Fire return period data.

KNP has kept extensive records of fire scars, resulting in a spatially explicit fire scar history since 1941 (see [36] for how these fire scar maps have been created as technology changed from hand-drawn maps historically to satellite derived fire scars currently). We used the average fire return period measured over 67 years (between 1941 and 2006) (described in [35]).

Herbivore density, biomass and diversity.

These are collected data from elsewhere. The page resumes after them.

PR #1204, opened 2017-11-27
Improved ModelArgumentResolver to find models based on type

aschempp:
I create a controller for a content element and added `public function __invoke(ContentModel $model)`. Strangely, that lead to no output. After some digging, I found the dev debug bar output that told me the controller argument could not automatically be resolved. And therefore the fragment was not rendered. In the current implementation, the argument name **must** be `$contentModel` (because `contentModel` is the attribute name). That's pretty unfortunate, so I extended the argument resolver to find an argument by type. It works for two cases:

 1. `ContentElement $contentModel` searches request argument by that name
 2. Converts the class `ContentModel` to `contentModel` and searches request argument by that name. It's a simple `lcfirst` on the class name (without namespace).

Some explanations for the additional changes:
 - The scope attribute must have our underline prefix (`_scope`) to match the one we already have in the regular controllers. Initially we agreed not to name it like that because it means one would need a `$_scope` argument to the controller function. However, I came to realize that the developer actually should use the `ScopeMatcher` and never know the attribute name at all.
 - I changed the namespace because we already have a `HttpKernel` and `ArgumentResolverInterface` is a subnamespace of `HttpKernel` in the Symfony Framework. One less folder in the bundle …
 - Contrary to the previous implementation, the argument resolver only works if a request is in Contao scope. I think that's a reasonable change though, as we don't want to boot the framework otherwise.


src/Resources/config/services.yml
```diff
@@ -9,9 +9,10 @@ services:
                 - ["setContainer", ["@service_container"]]
 
     contao.argument_resolver.model:
```
leofeyer: You also have to adjust the name to `contao.model_argument_resolver` and move the definition to the right place (services are ordered alphabetically).

src/HttpKernel/ModelArgumentResolver.php
```diff
@@ -73,11 +82,56 @@ public function resolve(Request $request, ArgumentMetadata $argument): \Generato
      */
     private function fetchModel(Request $request, ArgumentMetadata $argument): ?Model
     {
-        $id = $request->attributes->getInt($argument->getName());
+        $name = $this->findArgumentName($request, $argument);
+
+        if (null === $name) {
+            return null;
```
leofeyer: Shouldn't we throw an exception here?

leofeyer:
I'm fine with all the additional changes, however, I don't quite understand the use case for options 2 and 3. Can you elaborate?

src/Fragment/Reference/FragmentReference.php
```diff
@@ -24,8 +24,8 @@ public function __construct($fragment, array $attributes = [], array $query = []
     {
         parent::__construct($fragment, $attributes, $query);
 
-        if (!isset($this->attributes['scope'])) {
-            $this->attributes['scope'] = ContaoCoreBundle::SCOPE_FRONTEND;
```
Toflar: I agree with that change.

Toflar:
Any feedback on the use cases of 2 and 3, apparently you removed one? Why?

leofeyer:
Thank you @aschempp.

PR #1206, opened 2017-11-28
[RTM] Update to contao/image 0.3.5

ausi:


leofeyer:
Is this change necessary? Composer would update to version 0.3.5 automatically.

We used aerial census data collected in the dry-season (May-August) between 1987–1993 to estimate long-term average herbivore density, biomass and diversity. The aerial census data consists of herbivore counts mapped from a fixed-wing aircraft flying regularly spaced strip transects covering the park from north to south. The aerial census dataset is described in detail in [37]. Although aerial surveys have been conducted in the KNP for many years, we used the 1987–1993 subset as it represents the period of (i) the highest spatial resolution of the surveys, (ii) the most complete yearly coverage, and (iii) the most consistent methodology between years. The far north of the park was not surveyed regularly and was therefore omitted from the analysis pertaining to herbivores. However, since the far north of the park did not contain any granitic derived landscapes, aerial census data was available across the entire granitic-derived landscapes of KNP, whilst a small proportion of the basaltic-derived landscapes had to be excluded due to incomplete aerial census data on the far northern basalts.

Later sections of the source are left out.